**EXERCISE DIRECTIONS**
The required output is all lines below that contain the word "options".

---

PR #2732, opened 2022-07-12
Makefile: modify target test-single-suite to run N times and break

glevkovich:
* **Problem Overview**  
Adding the same options seen in test-single-apollo-case and
test-single-gtest-case, NUM_REPEATS and BREAK_ON_FAILURE.

Logic is implemented using bash in target, and not ctest - ctest options
(--repeat-until-fail, --repeat <mode>:<n>) are not exactly what we need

---

**RESULT**
Adding the same options seen in test-single-apollo-case and
Logic is implemented using bash in target, and not ctest - ctest options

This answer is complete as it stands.